(Data extract Opens)
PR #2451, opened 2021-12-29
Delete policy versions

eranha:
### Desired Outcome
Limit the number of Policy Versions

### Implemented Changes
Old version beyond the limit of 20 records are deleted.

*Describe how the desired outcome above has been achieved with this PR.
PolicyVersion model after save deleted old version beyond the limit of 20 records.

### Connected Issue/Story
(Data extract Closes)
▸ **Work request**:
All lines from the one with "PolicyVersion model after" through the end of the records need to be copied exactly, and no other lines.

▸ **Answer to the problem**:
PolicyVersion model after save deleted old version beyond the limit of 20 records.

### Connected Issue/Story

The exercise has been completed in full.